Which is why I added the transform()

ciscoheat commented 1 year ago

I have pushed the fixes now to the repo, not released a npm version yet. As it is now, if you instantiate the date as:

const date = new Date('1984-09-02');

And use the date (or date-utc) format, it works without any transform:

let proxy = dateProxy(form, 'proxy', { format: 'date' });
2023-04-03 18_43_54-localhost_5173_dates

Does this sound good, or can you find some case where it will be problem?
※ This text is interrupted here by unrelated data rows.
PR #734, opened 2020-04-22
D3ASIM-2267: Decoupled the transformer and baseline peak results to b…

spyrostz:
…e generated independently.


src/d3a/d3a_core/sim_results/area_throughput_stats.py
```diff
@@ -36,30 +36,48 @@ def _calc_results(self, area, baseline_value, energy_profile, direction_key):
...
+                area_results["export"].update(
+                    self._calc_results(area, baseline_export, self.exported_energy, "export")
+                )
+
+        import_capacity = area.import_capacity_kWh
+        export_capacity = area.export_capacity_kWh
+        if import_capacity is not None and import_capacity > 0:
+            area_results["import"].update(self._calc_transformer_results(area, "import"))
+        if export_capacity is not None and export_capacity > 0:
+            area_results["export"].update(self._calc_transformer_results(area, "export"))
```
faizan2590, line 76: From the description `send capacity_kWh whenever import_capacity_kVA and export_capacity_kVA have values`. Does that mean `capacity_kWh` has to be send when `import_capacity_kVA and export_capacity_kVA` have values ?

spyrostz: They are both supposed to be independent of each other, however thanks a lot for the comment, because due to the comment I had another look at the bug ticket where Sarah mentions to `always send peak_energy_kWh values`. I adapted that, and then I noticed strange values in the percentage (like 200% in cases where the calculated peak and the predefined peak are the same, where essentially the percentage had to be 100%). As a followup I discovered a bug where the imported_energy and exported_energy were not calculated per-area, but each area replaced the previous area's values. I also added a fix for this here, and (hopefully) this feature is ready to go now.

src/d3a/d3a_core/sim_results/area_throughput_stats.py
```diff
@@ -83,20 +88,26 @@ def update_results(self, area):
...
+                add_or_create_key(self.imported_energy[area.uuid], current_market.time_slot_str,
                                   trade.offer.energy)
-        if current_market.time_slot_str not in self.imported_energy:
-            self.imported_energy[current_market.time_slot_str] = 0.
-        if current_market.time_slot_str not in self.exported_energy:
-            self.exported_energy[current_market.time_slot_str] = 0.
+        if current_market.time_slot_str not in self.imported_energy[area.uuid]:
+            self.imported_energy[area.uuid][current_market.time_slot_str] = 0.
+        if current_market.time_slot_str not in self.exported_energy[area.uuid]:
+            self.exported_energy[area.uuid][current_market.time_slot_str] = 0.
```
hannesdiedrich, line 113: Ah yes, this is a remnant of moving this out of the AreaStats into AreaThroughputStats. Thanks for fixing!

src/d3a/d3a_core/sim_results/area_throughput_stats.py
```diff
@@ -34,17 +34,18 @@ def _calc_results(self, area, baseline_value, energy_profile, direction_key):
...
             baseline_peak_energy_kWh = round_floats_for_ui(area.baseline_peak_energy_export_kWh)
         return {
-            "peak_energy_kWh": peak_energy_kWh,
             "peak_percentage": peak_percentage,
             "baseline_peak_energy_kWh": baseline_peak_energy_kWh,
          }
 
+    def _calc_peak_energy_results(self, energy_profile):
+        return {"peak_energy_kWh": round_floats_for_ui(max(energy_profile.values(), default=0.0))}
+
```
hannesdiedrich, line 48: This is just refactoring, right?

spyrostz: No, this is actually a requirement from the bug ticket. Sarah wants the `peak_energy_kWh` value to always be reported for every area.

hannesdiedrich: Ah yes, makes sense! This is the value the user has to see to set a Baseline to see the percentage in the next run. Thanks!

thelinuxlich commented 1 year ago

if the date remains 1984-09-02 after the date proxy sends the update to the $form field and back to the backend, then yeah it's solved

thelinuxlich commented 1 year ago

I tested your changes locally and it seems the date input is behaving normally, date comes back to the backend untouched, nice!

xmlking commented 1 year ago

I had a use case where I have to deal with datetime in UTC formate in the backed (GraphQL/Postgres) but converted to local datetime in the browser.

I had to implemente DateInput component which is used here

dateProxy looks like correct way to implement this. Looking forward for this solution…

ciscoheat commented 1 year ago

Excellent! I've just released 0.6.7, this was a good improvement. Thank you for all your help.

thelinuxlich commented 1 year ago

Just confirmed the bug has been fixed!